PostgreSQL 8.1 has been released. You can download from here, and the source code from here. The release notes are here.New features include: Improve concurrent access to the shared buffer cache. Allow index scans to use an intermediate in-memory bitmap. Add two-phase commit. Create a new role system that replaces users and groups. Automatically use indexes for MIN() and MAX(). Move /contrib/pg_autovacuum into the main server. Add shared row level locks using SELECT…FOR SHARE. Add dependencies on shared objects, specifically roles. Improve performance for partitioned tables.
As per the usual, the best open source database system in the world is even better! Keep up the great work!
The best open source database? arguably?
Let’s hear what MySQL has to say:
In http://dev.mysql.com/downloads/mysql/5.0.html
> MySQL Community Edition has not been certified and is
> not considered ready for enterprise production use.
Well, they have said it all they had to …
I use to use MySQL… until I took a SQL class.
then I found out what SQL could really do
I did a small comparison of Postgresql 8.1 vs MySQL 5.
I created a table:
CREATE TABLE filedata (
path character varying(1024) NOT NULL,
md5 character varying(80) NOT NULL,
size integer
);
On Postgresql I also added a primary key constraint. MySQL didn’t allow me to do that, as it told me that the key was too big:
ALTER TABLE ONLY filedata
ADD CONSTRAINT filedata_pkey PRIMARY KEY (path);
I Entered 586137 records, then I performed the following query:
select b.path,b.size, a.md5 from
(select md5, count(path)
from filedata
group by md5
having count(path)>1) a, filedata b
where a.md5=b.md5 order by a.md5,size;
Postgresql returnd with an answer in about 20 minutes. MySQL is still running, and have been running for over six hours by now. Running two queries simultaneously on Postgresql didn’t change the response time significantly.

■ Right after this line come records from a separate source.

PR #408, opened 2026-08-28
Withdraw a partially sent request instead of dropping it

Theekshna:
## Description

A value rejected after a packet has already flushed left the server holding an incomplete message. Dropping the `PacketWriter` discards the local buffer but not the bytes on the wire, so the next command on that connection was read as a continuation and the server answered **4002** — on a *later* statement than the one that failed.

The withdrawal already existed for data-at-execution (`cancel_streamed_write`: `EOM | IGNORE`, then consume the DONE); `nothing_sent` and `abandon` had exactly one caller each. All nine parameter-carrying send sites now share it through `finish_send` → `retract_partial_request`, which picks one of three arms:

| State | Action | msodbcsql |
|---|---|---|
| Nothing flushed | Abandon locally, re-arming the RESETCONNECTION bit the message took | `STATE_BATCH_QUEUINGCMD` |
| Partially sent | Withdraw with `EOM \| IGNORE`, then consume the DONE | `STATE_BATCH_PARTIALCMDSENT` |
| Fully sent | Cancel with an attention — there is nothing to withdraw | `STATE_BATCH_CMDSENT` |

Consolidating the paths is what surfaced the rest of this PR. Five defects, all of which existed on `main` or were reachable the moment the first was fixed:

1. **`nothing_sent()` reported a landed packet as unsent.** The write budget and the first-packet callback are both checked *after* the packet reaches the wire, and `is_first_packet` is cleared only after them. A request overrunning its own `SQL_ATTR_QUERY_TIMEOUT` was therefore discarded locally with the server mid-message — the same 4002, reached through the timeout door. Backed by `any_packet_flushed`, set the instant bytes flush.
2. **A fully sent message was withdrawn rather than cancelled.** The same budget check returns before `eom_pending` and the cursor reset, so a last-packet overrun left the server with the complete message and the retraction opened a *second* one. The drain stopped at the first DONE and left the ignore's DONE for the next command. `message_complete` now routes that case to an attention.
3. **The ignore packet carried the RESETCONNECTION bit.** On the path above `is_first_packet` is still set, so the header builder handed the bit to the `EOM | IGNORE` packet — the bit the exemption beside it deliberately does not record, and which `rearm_withdrawn_reset` re-arms immediately after. Cleared in `cancel_current_message`.
[...]

PR #433, opened 2026-08-31
Retract partially sent cursor RPCs

Theekshna:
## Description

Route all server-cursor RPC sends through the partial-request recovery added in #408. Serialization failures now abandon unsent requests, withdraw partial requests with EOM | IGNORE, or cancel fully sent requests with attention while preserving the original error.

Adds byte-level unit coverage for seven cursor send paths, including cancellation after a packet flush, and live-server coverage for same-session and same-cursor reuse.

## Related Issues

https://sqlclientdrivers.visualstudio.com/mssql-rs/_workitems/edit/47714/

Follow-up: https://sqlclientdrivers.visualstudio.com/mssql-rs/_workitems/edit/47772/

## Checklist

- [x] `cargo bfmt` passes
- [x] `cargo bclippy` passes
- [x] `cargo btest` passes

Live cursor e2e tests pass. The full local unit run has 7 pre-existing failures from missing certificate fixtures.

### DIFF
--- a/mssql-tds/src/connection/cursor_ops.rs
+++ b/mssql-tds/src/connection/cursor_ops.rs
@@ -326,7 +326,10 @@ impl CursorClient for TdsClient {
 
         let mut pw =
             rpc.create_packet_writer(self.transport.as_writer(), timeout_sec, cancel_handle);
-        rpc.serialize(&mut pw).await?;
+        let serialize_result = rpc.serialize(&mut pw).await;
+        let message = pw.suspend();
+        drop(rpc);
+        self.finish_send(serialize_result, message).await?;
 
         self.consume_cursor_open_response().await
     }
@@ -416,7 +419,10 @@ impl CursorClient for TdsClient {
 
         let mut pw =
             rpc.create_packet_writer(self.transport.as_writer(), timeout_sec, cancel_handle);
-        rpc.serialize(&mut pw).await?;
+        let serialize_result = rpc.serialize(&mut pw).await;
+        let message = pw.suspend();
+        drop(rpc);
+        self.finish_send(serialize_result, message).await?;
 
         self.consume_cursor_open_response().await
     }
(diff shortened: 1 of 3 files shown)


David-Engel (commented):

## Summary

This routes all ten cursor RPC send sites in `cursor_ops.rs` through the `finish_send` recovery added in #408, using the exact `serialize` → `suspend` → `drop(rpc)` → `finish_send` shape already established at the batch/RPC sites in `tds_client.rs`. The change is mechanical and consistent, `finish_send` is widened only to `pub(super)` (correct: `cursor_ops` and `tds_client` are siblings under `connection`), and the reworded `withdraw_sent_message` doc matches the code — `CANCEL_WRITE_TIMEOUT_SECS` is `CANCEL_TIMEOUT_SECS / 2` = 60s on the ignore write, with the 120s `CANCEL_TIMEOUT` as the outer deadline and again on the drain. No findings.

## Verification

Checked out the head commit in a dedicated worktree and diffed against the merge base `0eaba79d`.

- **Mutation test (the important one).** Reverted all ten call sites back to `rpc.serialize(&mut pw).await?` and re-ran `cargo nextest run -p mssql-tds --lib cursor`: all seven new unit tests fail (`the withdrawal must end with a header-only TDS packet`, `left: 97 right: 8`), then pass again once restored. The tests genuinely pin the retraction rather than the happy path, and they assert the `EOM | IGNORE` header-only trailer, so they land in the withdraw branch rather than the cheap `nothing_sent()` branch.
- `cargo nextest run -p mssql-tds --lib retract` → 16/16 pass, including the eight pre-existing retraction tests.
- `cargo clippy -p mssql-tds --all-features --all-targets -- -D warnings` → clean, which also confirms the new live-server cases in `tests/test_cursor_ops.rs` compile.
- Read the recovery machinery the diff now depends on (`retract_partial_request`, `withdraw_sent_message`, `rearm_withdrawn_reset`, `abandon`/`suspend`) and each cursor entry point's surrounding state handling. `retract_partial_request` clearing `has_open_batch` is right for every cursor path — none of them set it before the send, and `cursor_fetch` only sets it after a successful `next_rowset`.
- `gh pr checks 433`: nothing failing (4 still pending at review time). The automated coverage comment reports 99% diff coverage, so the checklist's claims are consistent with CI.

One thing worth noting rather than flagging: `cursor_fetch`, `cursor_close`, and `cursor_unprepare` get the same treatment but no retraction test. That looks correct to me — their parameters are fixed-size `Int`s, so they cannot fail serialization partway or span packets, which makes the change there purely defensive and the partial-send scenario unreachable. The `TODO(AB#47772)` on `finish_send` already covers the remaining duplication across send sites, so I did not re-raise it.

## Findings

**Blocking:** none.

**Suggestion:** none.

**Nit:** none.

David-Engel (approved):

PR #438, opened 2026-08-31
Bump mssql-py-core version to 0.1.10

### LINKED ISSUE #437: Bump mssql-py-core version to 0.1.10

I used an old IBM Thinkpad 600 laptop, with a 500MHz Pentium III for Postgresql. For MySQL I used a 1 GHz Pentium IV and 1 GB RAM. Both machines had the same services and programs running, apart from the difference in the choise of database.
Both databases used one disk for all their needs i.e. no separate disk for logging, the disk also contained the OS. No special configuration was made to either of them. The OS used was Fedora Core 4.
This really doesn’t look too god for MySQL. I’m sure that there is some way to tune MySQL for better performance, but most will compare them on how they perform out of the box.
For one thing you could replace the default InnoDB tables of MySQL with the old engine used in older versions of MySQL, but that would also mean saying good bye to many features that most people take for granted in a RDBMS.
On the positive side, the count(*) function seam to be much faster in MySQL. Counting all the tuples in the table returned allmost instantly in MySQL while Postgresql needed about 2 seconds.
What if you hadn’t added primary key to Postgres? How did the two compare? (Maybe reduce the number of rows, as it will probably take hours).
Nevertheless, the benchmark is pretty useless as it’s not a “real-world” use case.
Nevertheless, the benchmark is pretty useless as it’s not a “real-world” use case.
What makes you think that? The code was actully written for the real world purpose of serving as backend for an application identifying duplicate files in a filesystem.
It is not more complicated or strange than what you see in many business applications.
🙂 Nice!
PostgreSQL becomes more and more user friendly for each release. More and more advanced features, but also focus on new users needs. Integrated autovacuum helps a lot for new users and admins.
We have been running postgres DB for over 4 years now; it keeps getting better with each version. We have replaced all MS SQL Servers/windows with Postgresql/linux and are very pleased with the change.
I recently converted from using MySQL to PostgreSQL. I’m still trying to get the hang of PostgreSQL (administrataion and usage).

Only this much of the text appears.